Are you interested in the experiment design or the distribution of middle bits? 1. For two random k-bit numbers, the middle bit distribution gets closer to 50-50 as k gets larger, I believe. 2. If you are asking about the distribution of middle bits for a fixed number M and its product with a randomly chosen set of other numbers (the set of all member ids), that will depend on the distribution of bits in the member ids. If there aren't many of those ids, the imbalance could be significant. 3. If you want to make sure each experiment has a different set of members assigned to each group, you'll need to choose randomly from all such sets. N and the number of bits in N seem irrelevant. Hilarie Quoting Marc LeBrun <mlb@well.com>:

Can we show the middle bit of a product of a random integer with another integer is random?
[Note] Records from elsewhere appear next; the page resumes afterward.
PR #16328, opened 2025-01-13
New native onboarding flow initialized

### LINKED ISSUE #16231: Welcome Flow - New Flow Module
- There is a new  fresh module `suite-native/module-onboarding` created that will live next to the original onboarding module that will be renamed to `suite-native/module-onboarding-legacy`. (When the welcome flow will be completely done, the original flow module will be removed.
- There is a new button in DEV utils screen, from where the user can enter the new welcom flow. Make sure that this button is never visible in production version of the app!

### LINKED ISSUE #16232: Welcome Flow - Landing Screen Redesign
- [FIGMA ](https://www.figma.com/design/UdQpTfz2RhsoZzqLp9L8fU/Onboarding?node-id=1425-11477&t=mJ5RP6RDBFo5Otzs-4)
## Acceptance criteria 
As a new user opening the app for the first time, I would like to see the Preview screen where I can see quickly what the app helps me do.

## Dev notes
- this screen should be always dark (even if light mode is on), so make sure that the content of the screen does not reflect the theme settings. only thing that should be themed is the bottom button

PeKne:
## Description
- Resolves #16231 
- Resolves #16232
### Commits:
 - 828200493e77436fd82cb951d8c5a7399cd565ff 
   - old flow renamed to `module-onboarding-legacy` 
 - 2f25715ae4132b76bbc03a4abbc0bc2af7b077a0 
 	- a new flow stack navigator added and is accessible via DEV Utils screen for now
 	- Welcome Screen initialized

## Screenshots:

https://github.com/user-attachments/assets/0c273f64-f197-41a6-9605-209ec33942e4


suite-native/module-onboarding/package.json
```diff
@@ -10,24 +10,16 @@
...
-        "@suite-native/feature-flags": "workspace:*",
         "@suite-native/icons": "workspace:*",
         "@suite-native/intl": "workspace:*",
-        "@suite-native/link": "workspace:*",
         "@suite-native/navigation": "workspace:*",
-        "@suite-native/settings": "workspace:*",
-        "@suite-native/theme": "workspace:*",
+        "@trezor/env-utils": "workspace:*",
         "@trezor/styles": "workspace:*",
+        "expo-linear-gradient": "^14.0.1",
```
yanascz, line 21:
```suggestion
        "expo-linear-gradient": "14.0.1",
```

suite-native/module-onboarding/src/assets/welcomeScreenBackground.jpeg
yanascz, line 1: Does it really make sense to include the whole landscape image? I believe that using 1/3 or maybe 1/2 should be perfectly sufficient.

suite-native/module-onboarding/src/screens/WelcomeScreen.tsx
```diff
@@ -1,91 +1,96 @@
...
                     />
-                </Text>
+                    <LinearGradient
+                        colors={[transparentColor, '#000000']}
+                        style={applyStyle(gradientBackgroundBottomStyle)}
+                    />
+                </Box>
+            </ImageBackground>
+            <Box style={StyleSheet.absoluteFillObject}>
+                <Screen isScrollable={true} backgroundColor="transparent">
```
yanascz: Why scrollable? I don't think it makes sense here.

yanascz: What's the point of using `Screen`? If we wanna use it, I'd consider adding a property for background.

suite-native/module-onboarding/package.json
PeKne: What is wrong with this? We have it across whole repo. The yarn is configured in a way that it will always install the specific version so even if it `"^14.0.1"` it will always install `"14.0.1"`

suite-native/module-onboarding/src/assets/welcomeScreenBackground.jpeg
PeKne: Unfortunately it is, because we want to make sure that it will work as expected on tablets aswell. [See this design](https://www.figma.com/design/UdQpTfz2RhsoZzqLp9L8fU/Onboarding?node-id=1735-18291&t=EYe3FbtS1UOYkIEu-4). I want to avoid the case that it won't be wide enough for some devices and there will be black lines on the sides.

I have at least compressed the image so it has size of 500KB instead of 6,6MB.

suite-native/module-onboarding/package.json
yanascz: We've got both variants used and I believe it's better to be exact. Not a big deal, though.

PeKne: See this discussion https://github.com/trezor/trezor-suite/pull/15557#discussion_r1857962304

suite-native/module-onboarding/src/screens/WelcomeScreen.tsx
PeKne: IMO every Screen should be scrollable to make the screen work with a really small devices combined with system level UI enlarged fonts. See how the original welcome flow looks on small device with maxed font enlargement: 

https://github.com/user-attachments/assets/66b60703-19ea-4c37-8b52-05bc04cd8943

So I believe it is safe to make every screen scrollable for this case. Because as you can see in the video, if the screen would not be scrollable, the buttons would be hidden under the bottom edge of the screen.

suite-native/module-onboarding/src/assets/welcomeScreenBackground.jpeg
yanascz: Isn't that handled by the `resizeMode="cover"`? Anyway, if you crop it to square, I don't think you'll ever have any issue.

suite-native/module-onboarding/src/screens/WelcomeScreen.tsx
yanascz: I understand that screens should be scrollable in general. However, in this case it doesn't seem necessary and it looks weird on iOS. Just my two sats.

PeKne: Ok, i did not realize that you can move the content of the screen even if it does not overflow the height of the screen on iOS. isScrollable set to false in 8479dc9188

suite-native/module-onboarding/src/assets/welcomeScreenBackground.jpeg
PeKne: I tested that adn you are right that the image was too wide. Cropped to rectangle in 8479dc9188

yanascz: –237 KB, nice! 😎

yanascz (approved):

PR #16331, opened 2025-01-13
feat(suite-native): android edge to edge screen background

PeKne:
## Description
- Android now enforces edge to edge app backgroud for apps targeting SDK35 and later (https://developer.android.com/about/versions/15/behavior-changes-15#edge-to-edge) similar as iOS have already some time
- library that makes our app background edge to edge across all the screens
	- Expo based lib used for that: https://expo.dev/blog/edge-to-edge-display-now-streamlined-for-android

### BEFORE:
Screenshot 2025-01-13 at 3 54 55 PM

### After

Screenshot 2025-01-13 at 3 25 47 PM


suite-native/navigation/src/components/Screen.tsx
```diff
@@ -141,12 +140,7 @@ export const Screen = ({
             })}
             testID={`@screen/${name}`}
         >
-            <StatusBar
-                barStyle={barStyle}
-                hidden={!hasStatusBar}
-                translucent={false}
-                backgroundColor={backgroundCSSColor}
-            />
+            <SystemBars style={systemBarsStyle} />
```
Nodonisko, line 137: What about that useEffect on line 122 here? Shoudn't we change it also there?

Nodonisko: Shoudn't this package replace `expo-navigation-bar` ?

PeKne: You are right, `expo-navigation-bar` is obsolete by the new lib. Also the useEffect for changing the StatusBar background is not needed any more. So it was removed and `expo-navigation-bar` removed from the project.

Already change and force pushed. Please check it again.

Nodonisko: Did you tested that it works correctly in dark theme? I can remember that without this we had issue when there were flashes of white during some screen transitions

PeKne: Yes, it works as expected 👍

Nodonisko (approved):

Issue #14718, opened 2024-10-04
Missing methods in Connect Explorer


hynek-jina:
It seems to me that https://connect.trezor.io/ is missing some of the methods from `@trezor/connect-web`. At least the ones prefixed with `blockchain`.

- blockchainDisconnect
- blockchainEstimateFee
- blockchainGetAccountBalanceHistory
- blockchainGetCurrentFiatRates
- blockchainGetFiatRatesForTimestamps
- blockchainGetTransactions
- blockchainSetCustomBackend
- blockchainSubscribe
- blockchainSubscribeFiatRates
- blockchainUnsubscribe
- blockchainUnsubscribeFiatRates

Other missing methods:
- cancel
- cardanoComposeTransaction
- checkFirmwareAuthenticity
- disableWebUSB
- dispose
- getSettings
- rebootToBootloader
- recoveryDevice
- renderWebUSBButton
- requestWebUSBDevice
- setBrightness
- setProxy
- uiResponse

karliatto:
Most of those methods if not all are not intended for 3rd party usage. Do we want to expose those in connect-explorer?

PR #16341, opened 2025-01-14
feat(connect-explorer): document cardanoComposeTransaction

martykan:
## Description

Added Typebox validation schema for `cardanoComposeTransaction`, use only weak assert for compatibility purposes. 
Added Connect Explorer documentation page for `cardanoComposeTransaction`.

## Related Issue

Part of #14718

### DIFF
--- a/packages/connect/src/api/cardano/api/cardanoComposeTransaction.ts
+++ b/packages/connect/src/api/cardano/api/cardanoComposeTransaction.ts
@@ -1,11 +1,13 @@
 import { trezorUtils, CoinSelectionError } from '@fivebinaries/coin-selection';
 
+import { AssertWeak } from '@trezor/schema-utils';
+
 import { AbstractMethod } from '../../../core/AbstractMethod';
-import { validateParams } from '../../common/paramsValidator';
 import { composeTxPlan } from '../cardanoUtils';
-import type {
-    CardanoComposeTransactionParams,
-    PrecomposedTransactionCardano,
+import {
+    CardanoComposeTransactionParamsSchema,
+    type CardanoComposeTransactionParams,
+    type PrecomposedTransactionCardano,
 } from '../../../types/api/cardanoComposeTransaction';
 
 export default class CardanoComposeTransaction extends AbstractMethod<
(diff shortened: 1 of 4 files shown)


packages/connect/src/types/api/cardanoComposeTransaction.ts
```diff
@@ -54,6 +72,120 @@ export type CardanoComposeTransactionParams = {
...
+        { $id: 'CardanoAddressParameters' },
+    ),
+    testnet: Type.Optional(Type.Boolean()),
+});
+
+// TS - Assert type of CardanoComposeTransactionParams is compatible with CardanoComposeTransactionParamsSchema
+const _params: CardanoComposeTransactionParamsSchema = {} as CardanoComposeTransactionParams;
+const _paramsOld: CardanoComposeTransactionParams = {} as CardanoComposeTransactionParamsSchema;
+// eslint-disable-next-line
+[_params, _paramsOld];
```
mroz22, line 187: what is this expression supposed to do? 🤔

packages/connect/src/api/cardano/api/cardanoComposeTransaction.ts
```diff
@@ -16,16 +18,8 @@ export default class CardanoComposeTransaction extends AbstractMethod<
...
-            { name: 'feeLevels', type: 'array' },
-            { name: 'outputs', type: 'array' },
-            { name: 'certificates', type: 'array', allowEmpty: true },
-            { name: 'withdrawals', type: 'array', allowEmpty: true },
-            { name: 'changeAddress', type: 'object', required: true },
-            { name: 'addressParameters', type: 'object', required: true },
-            { name: 'testnet', type: 'boolean' },
-        ]);
+        // TODO: weak assert for compatibility purposes (issue #10841)
+        AssertWeak(CardanoComposeTransactionParamsSchema, payload);
```
mroz22, line 22: just to remind myself - it only throws for required properties and possibly for some unknown errors of instance other than InvalidParameter

```
export function AssertWeak<T extends TSchema>(
    schema: T,
    value: unknown,
): asserts value is Static<T> {
    try {
        Assert(schema, value);
    } catch (e) {
        if (e instanceof InvalidParameter) {
            if (e.type === ValueErrorType.ObjectRequiredProperty) {
                // We consider this error to be serious
                throw e;
            }
            console.warn('Method params validation failed', e);
        } else {
            throw e;
        }
    }
}
```

I just trying to figure out what could go wrong if there was a bug in the schema

mroz22 (approved):
thanks for filling the gaps in our docs!

packages/connect/src/types/api/cardanoComposeTransaction.ts
martykan: TS will give an error if the schema is not matching with the the original type and vice versa. 
I think it's useful to have since the old type uses types from an external library and the schema does not, so we can use this to make sure they're in sync.

Issue #16340, opened 2025-01-14
Receive addresses in "Receive" section on BTC are showing 0 even though there's balance


STew790:
**Describe the bug**
Receive addresses on BTC are showing 0 even though there's a balance on them.

**Steps to reproduce:**
1. Connect a device with BTC funds
2. Go to "Receive"
3. The addresses should show balance but there's 0

**Info:**
 - Suite version: desktop 25.1.1 (11cab04dfc05ddb63cb6279bbc289994bf6c0583)
 - Browser: Mozilla/5.0 (X11; Linux x86_64) AppleWebKit/537.36 (KHTML, like Gecko) TrezorSuite/25.1.1 Chrome/128.0.6613.186 Electron/32.2.6 Safari/537.36
 - OS: Linux x86_64
 - Screen: 1920x1080
 - Device: Trezor T2B1 2.8.7 regular (revision 8a254aa8eae82f99630df63f40e4d290066a3efc)
 - Transport: BridgeTransport 2.0.33

bosomt:
**QA OK**

<img width="1148" alt="Image" src="https://github.com/user-attachments/assets/2845abe7-0949-4ff3-81a4-d466d3b3430f" />

**Info:**
 - Suite version: desktop 25.1.1 (49c29b152c18eaa5c1074c900a62a2a3362beadd)
 - Browser: Mozilla/5.0 (Macintosh; Intel Mac OS X 10_15_7) AppleWebKit/537.36 (KHTML, like Gecko) TrezorSuite/25.1.1 Chrome/128.0.6613.186 Electron/32.2.6 Safari/537.36
 - OS: MacIntel
 - Screen: 1512x982
 - Device: Trezor T3T1 2.8.7 regular (revision 8a254aa8eae82f99630df63f40e4d290066a3efc)
 - Transport: BridgeTransport 2.0.33

PR #16346, opened 2025-01-14
fix: make types strict to prevent accidental deletion via unused types, the optionality is a trap, they are required

peter-sanderson:
Fix of https://github.com/trezor/trezor-suite/issues/16340

Followup of https://github.com/trezor/trezor-suite/pull/16344


packages/blockchain-link-types/src/blockfrost.ts
```diff
@@ -133,9 +133,9 @@ export interface Address {
     address: string;
     path: string;
     transfers: number;
-    balance?: string;
-    sent?: string;
-    received?: string;
+    balance: string;
+    sent: string;
+    received: string;
```
peter-sanderson, line 138: By making it required we avoid the trap of unused values. 

Those are used and required and IMO the only reason they were optional is some back compatibility or iterative composition of the type. 

The `"0"` value can be used safely I think as we turn it to 0 anyway in the UI.

martykan (approved):

Issue #16185, opened 2025-01-06
Add eth L2s under feature flag


vytick:
Enable Ethereum L2s - Base, Optimism and Arbitrum for testing purposes.

- [x] add feature flag for L2s
- [x] enable OP, ARB and BASE using that
- [x] enable graph for L2s

vytick:
@trezor/qa Please add to sanity tests, that Base, Arbitrum and Optimism are NOT accessible for coin enabling and for Portfolio tracker

STew790:
**QA OK**
I don't see L2s in enable coins or in portfolio when FF is disabled. FF is disabled by default and also I added this to our sanity tests.

**Info**
25.1.2 ac8cd6e

PR #16369, opened 2025-01-14
feat(graph): get graph events from txn history for arb, base, op

vytick:
Extract graph events from local txn history for Arbitrum, Base and Optimism

Part of #16185


Nodonisko (approved):
If it works, it's fine from my side.

PR #18010, opened 2025-03-31
Chore/upgrade express

komret:
Upgrade Express to v5.

I ran the codemod from [migration guide ](https://expressjs.com/en/guide/migrating-5.html)but no changes were made.

I tested `auth-server` locally according to [this guide](https://github.com/trezor/trezor-suite/blob/develop/packages/auth-server/README.md).

### DIFF
--- a/packages/auth-server/package.json
+++ b/packages/auth-server/package.json
@@ -14,7 +14,7 @@
     },
     "dependencies": {
         "cors": "^2.8.5",
-        "express": "^4.21.2"
+        "express": "^5.1.0"
     },
     "devDependencies": {
         "@types/cors": "^2.8.17"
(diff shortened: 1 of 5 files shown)


Lemonexe (approved):
LGTM. I tested that the server runs & responds, but did not manage to jump through all the hoops in google could to successfully authenticate myself.

Lemonexe (approved):
Managed to get local google oauth up & running :rocket: 
I also reproduced the bug where it sends you twice through the flow when using testing app. And I also reproduced it on `develop` so it's preexisting..

:point_right: I'll update the docs to make it clearer.

komret:
@SocketSecurity ignore npm/type-is@2.0.1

Motivating application: We're doing a long series of experiments where in each experiment we need to randomly assign statistically half the members of a population to a control group and the other half to a test group. We don't want the assignments to be correlated across different experiments.

Further, we happen to have a random K-bit integer N assigned to each member.

How many independent experiments can these N help us do?

Obviously we can do K, by extracting the M-th bit of N, 0<=M<=K, to define group assignments in the M-th experiment.

And of course we can do 2^K-1, using the parity of the bitwise AND of M & N, 1<=M<=2^K-1. XORing a bunch of random bits seems clearly unbiased.

Now, as an alternative to the AND-and-parity calculation, can we instead justify just taking the "middle bit" of the double-wide product M * N?

The middle bit is essentially the XOR of N and bit-reversed M, plus carries.

So the XOR contribution is the same as with the AND-and-parity approach, but can carries create correlations?